PR #1877, opened 2024-04-17
Log available update as warning

casdr:
This will result in the message being logged to stderr. Logging this to stdout may break some scripts that use the output of headscale commands.

- [ ] added unit tests
- [ ] added integration tests
- [x] updated CHANGELOG.md


kradalby (approved):

masterwishx:
Updated to alpha10 , this wrn should exist ?

image

casdr:
I think this is an issue in hashicorp/go-version, where 10 is lower than 9 because it starts with a 1.

masterwishx:
> I think this is an issue in hashicorp/go-version, where 10 is lower than 9 because it starts with a 1.

Sorry not checked, just informed of the case, Thanks for your pr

========================================

TASK TO COMPLETE: Say, as a single number, how many lines of the records hold the word "lower".

WRITTEN RESPONSE: 2